AVAILABLE DATA: Begin
PR #171, opened 2018-05-10
Method name is not changed when it becomes field

guy120494:
The name is not changed when the method becomes field
i.e the name of the field that is generated from a method is exactly the same name of the method
(We don't remove the get|set|is prefix)


yarinvak:
I believe this pr will solve a lot of confusion. When someone wants to alter names he should use ``@GraphQLName``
AVAILABLE DATA: End
Nothing in the records may change; output all of them exactly.

(RESPONSE TO THIS TASK):
PR #171, opened 2018-05-10
Method name is not changed when it becomes field

guy120494:
The name is not changed when the method becomes field
i.e the name of the field that is generated from a method is exactly the same name of the method
(We don't remove the get|set|is prefix)


yarinvak:
I believe this pr will solve a lot of confusion. When someone wants to alter names he should use ``@GraphQLName``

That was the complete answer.